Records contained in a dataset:
· · · · ·
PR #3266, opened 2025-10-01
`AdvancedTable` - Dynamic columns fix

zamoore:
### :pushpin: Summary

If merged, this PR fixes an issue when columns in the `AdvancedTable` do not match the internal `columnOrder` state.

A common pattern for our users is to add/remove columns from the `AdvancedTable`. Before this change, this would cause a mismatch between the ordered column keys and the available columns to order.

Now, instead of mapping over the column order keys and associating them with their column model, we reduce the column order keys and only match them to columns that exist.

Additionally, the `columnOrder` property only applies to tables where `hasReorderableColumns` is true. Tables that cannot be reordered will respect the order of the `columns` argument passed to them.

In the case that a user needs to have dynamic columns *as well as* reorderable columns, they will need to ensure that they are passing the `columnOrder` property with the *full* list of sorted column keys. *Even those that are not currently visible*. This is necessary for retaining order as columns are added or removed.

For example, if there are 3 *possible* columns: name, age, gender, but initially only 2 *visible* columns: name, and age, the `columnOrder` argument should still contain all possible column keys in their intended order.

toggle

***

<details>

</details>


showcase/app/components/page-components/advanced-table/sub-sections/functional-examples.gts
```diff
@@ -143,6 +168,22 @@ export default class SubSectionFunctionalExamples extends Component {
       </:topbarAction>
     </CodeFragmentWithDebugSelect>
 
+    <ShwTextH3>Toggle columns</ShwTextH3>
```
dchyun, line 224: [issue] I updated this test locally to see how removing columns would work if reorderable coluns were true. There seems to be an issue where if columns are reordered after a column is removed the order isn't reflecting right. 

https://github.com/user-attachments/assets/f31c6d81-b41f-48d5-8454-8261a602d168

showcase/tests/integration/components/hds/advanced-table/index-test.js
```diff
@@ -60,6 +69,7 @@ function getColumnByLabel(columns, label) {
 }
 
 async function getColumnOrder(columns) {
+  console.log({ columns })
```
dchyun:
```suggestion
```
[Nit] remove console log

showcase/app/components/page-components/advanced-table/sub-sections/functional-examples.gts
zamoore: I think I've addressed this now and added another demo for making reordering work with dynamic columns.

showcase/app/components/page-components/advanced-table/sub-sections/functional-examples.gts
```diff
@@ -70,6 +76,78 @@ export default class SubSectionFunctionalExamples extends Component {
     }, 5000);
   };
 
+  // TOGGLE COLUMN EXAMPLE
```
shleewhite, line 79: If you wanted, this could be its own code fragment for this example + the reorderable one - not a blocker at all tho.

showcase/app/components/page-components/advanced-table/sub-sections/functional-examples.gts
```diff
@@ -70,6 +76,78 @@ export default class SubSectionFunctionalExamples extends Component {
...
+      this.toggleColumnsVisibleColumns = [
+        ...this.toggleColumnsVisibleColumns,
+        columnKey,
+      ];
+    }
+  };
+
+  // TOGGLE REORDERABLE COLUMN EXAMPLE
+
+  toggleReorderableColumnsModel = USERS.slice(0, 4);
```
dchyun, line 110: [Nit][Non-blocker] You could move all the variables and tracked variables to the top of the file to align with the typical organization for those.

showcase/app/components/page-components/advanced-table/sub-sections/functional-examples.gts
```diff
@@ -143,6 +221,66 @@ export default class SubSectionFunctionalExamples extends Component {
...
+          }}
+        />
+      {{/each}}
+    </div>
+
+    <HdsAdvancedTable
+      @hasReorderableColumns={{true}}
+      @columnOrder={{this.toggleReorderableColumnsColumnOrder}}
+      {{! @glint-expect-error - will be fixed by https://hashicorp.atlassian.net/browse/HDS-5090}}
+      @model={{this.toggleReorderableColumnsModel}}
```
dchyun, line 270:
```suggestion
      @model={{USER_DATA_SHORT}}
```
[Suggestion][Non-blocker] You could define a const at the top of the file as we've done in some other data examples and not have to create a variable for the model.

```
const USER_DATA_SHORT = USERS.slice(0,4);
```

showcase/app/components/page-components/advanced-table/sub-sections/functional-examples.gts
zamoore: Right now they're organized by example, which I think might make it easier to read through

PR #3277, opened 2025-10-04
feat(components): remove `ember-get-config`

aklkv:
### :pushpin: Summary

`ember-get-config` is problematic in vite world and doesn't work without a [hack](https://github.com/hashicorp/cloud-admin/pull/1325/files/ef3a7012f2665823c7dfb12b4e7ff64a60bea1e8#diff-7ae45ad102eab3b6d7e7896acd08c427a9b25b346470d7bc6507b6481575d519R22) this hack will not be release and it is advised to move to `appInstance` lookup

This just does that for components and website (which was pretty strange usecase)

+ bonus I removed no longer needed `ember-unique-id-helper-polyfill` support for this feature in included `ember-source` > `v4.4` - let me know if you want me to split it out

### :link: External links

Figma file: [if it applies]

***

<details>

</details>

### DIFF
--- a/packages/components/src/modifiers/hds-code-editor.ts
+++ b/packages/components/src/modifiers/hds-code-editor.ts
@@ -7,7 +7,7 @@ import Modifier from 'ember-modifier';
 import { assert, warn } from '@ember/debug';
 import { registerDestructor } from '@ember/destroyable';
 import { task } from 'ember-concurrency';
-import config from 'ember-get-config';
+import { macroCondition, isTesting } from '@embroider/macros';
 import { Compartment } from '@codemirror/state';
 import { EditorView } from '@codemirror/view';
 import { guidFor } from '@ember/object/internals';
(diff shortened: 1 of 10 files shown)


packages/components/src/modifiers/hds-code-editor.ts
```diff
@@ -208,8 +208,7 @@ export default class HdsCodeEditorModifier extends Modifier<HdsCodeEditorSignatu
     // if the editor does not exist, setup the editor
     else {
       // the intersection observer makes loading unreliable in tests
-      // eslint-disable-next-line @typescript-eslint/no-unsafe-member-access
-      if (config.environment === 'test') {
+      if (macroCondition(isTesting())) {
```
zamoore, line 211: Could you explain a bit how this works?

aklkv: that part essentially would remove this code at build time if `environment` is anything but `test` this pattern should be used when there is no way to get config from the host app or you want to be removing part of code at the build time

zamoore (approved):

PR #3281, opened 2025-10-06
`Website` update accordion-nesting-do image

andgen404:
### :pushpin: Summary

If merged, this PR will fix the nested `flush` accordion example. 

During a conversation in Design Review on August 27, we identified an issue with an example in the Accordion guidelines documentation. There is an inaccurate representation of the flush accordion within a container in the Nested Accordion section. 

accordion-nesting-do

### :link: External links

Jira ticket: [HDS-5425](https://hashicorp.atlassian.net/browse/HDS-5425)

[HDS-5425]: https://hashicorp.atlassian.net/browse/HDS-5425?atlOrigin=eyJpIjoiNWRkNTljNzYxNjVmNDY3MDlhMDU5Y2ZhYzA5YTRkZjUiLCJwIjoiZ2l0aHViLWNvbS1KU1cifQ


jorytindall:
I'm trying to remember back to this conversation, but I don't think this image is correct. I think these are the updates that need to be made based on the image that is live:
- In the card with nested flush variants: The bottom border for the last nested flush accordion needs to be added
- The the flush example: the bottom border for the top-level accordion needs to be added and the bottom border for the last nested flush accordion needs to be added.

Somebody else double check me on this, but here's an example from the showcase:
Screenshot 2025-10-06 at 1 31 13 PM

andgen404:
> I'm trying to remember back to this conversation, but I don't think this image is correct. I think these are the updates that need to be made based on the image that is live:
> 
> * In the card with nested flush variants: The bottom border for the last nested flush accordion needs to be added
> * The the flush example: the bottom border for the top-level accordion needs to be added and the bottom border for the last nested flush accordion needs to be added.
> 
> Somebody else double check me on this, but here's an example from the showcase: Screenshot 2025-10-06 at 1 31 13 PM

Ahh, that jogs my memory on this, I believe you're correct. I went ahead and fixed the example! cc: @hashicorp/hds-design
· · · · ·
> [THE PROBLEM]
Reproduce every line in the records above that contains the word "Screenshot".

> [ANSWER TO THIS EXERCISE]
Screenshot 2025-10-06 at 1 31 13 PM
> Somebody else double check me on this, but here's an example from the showcase: Screenshot 2025-10-06 at 1 31 13 PM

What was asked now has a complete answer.